Ths solution of the system is $$ \begin{aligned} s_0 &= 6^6 = 46656\ ,\\ s_1 &= 6^6 - 6^1= 46650\ ,\\ s_2 &= 6^6 - 6^2= 46620\ ,\\ s_3 &= 6^6 - 6^2= 46440\ ,\\ s_4 &= 6^6 - 6^2= 45360\ ,\\ s_5 &= 6^6 - 6^5= 38880\ ,\\ s_6 &= 6^6 - 6^6= 0\ . \end{aligned} $$ So we need in mean $6^6$ steps from the initial state till the final state. As by-product of the computation we also obtain the information that there are in mean $6^6-6^k$ steps, if we would start from the state $k=*12\dots k$ till reaching the final $6=*123456$.

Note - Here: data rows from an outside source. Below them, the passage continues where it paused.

PR #188, opened 2023-12-08
feat: profiles

lorux0:
### What?

Introduces the fetch of profile information in json format and then applying your own avatar through the debug panel.

### How to test

1. Run the `DynamicSceneLoading` scene
2. Select a realm, i recommend [peer.decentrand.org](http://peer.decentrand.org/) since it has the real profiles
3. In the debug menu you will see an item: PROFILE: AVATAR SHAPE
4. Copy any wallet address
5. Click Set Address button (twice, seems like there is something wrong in the debug panel)
6. You should see your avatar changing after a short delay


Explorer/Assets/DCL/Profiles/Avatar.cs
```diff
@@ -0,0 +1,19 @@
+using CommunicationData.URLHelpers;
+using System.Collections.Generic;
+using UnityEngine;
+
+namespace DCL.Profiles
+{
+    public class Avatar
```
mikhail-dcl, line 7: I believe this class should not be fully open: 
- Collections should be publicly exposed as `IReadOnly`
- There should be no public setters: consider introducing a constructor and/or making them `internal`

The same applies to other classes: `Profile`, `Emote`

mikhail-dcl: We should be prepared for memory clean-up/re-utilization.

- Please make these classes poolable: preallocate their collections accordingly
- Expect that at some point they won't be kept in the cache forever: thus, they will be returned to the pool

It is easier to make these changes in the beginning than to adjust every single class in the future.

Explorer/Assets/DCL/Profiles/ProfileJsonDto.cs
```diff
@@ -0,0 +1,123 @@
...
+                FaceSnapshotUrl = URLAddress.FromString(snapshots.face256),
+                BodySnapshotUrl = URLAddress.FromString(snapshots.body),
+                BodyShape = bodyShape,
+                ForceRender = new HashSet<string>(forceRender),
+            };
+        }
+    }
+
+    [Serializable]
+    public class ProfileJsonDto
```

(Please ignore the following if annoying.)
Here is a slow simulation using python / numpy / sage:
import numpy as np
d = np.random.random_integers(1, 6, 6^9) # 6^9 times rolling dices in an array
e = np.stack( [d[0:-5], d[1:-4], d[2:-3], d[3:-2], d[4:-1], d[5:]] )
patterns, count = np.unique(e, axis=1, return_counts=True)
N = 6^4 + 2*6^3 + 3*6^2 + 4*6 + 5
patterns[:, N]
count[N]
Results this time:
array([1, 2, 3, 4, 5, 6])
212
So in a long string of length $6^9$ we have the pattern array([1, 2, 3, 4, 5, 6]) some $212$ times, this is close to $6^3$, so we expect a mean near $6^6=6^9/6^3$.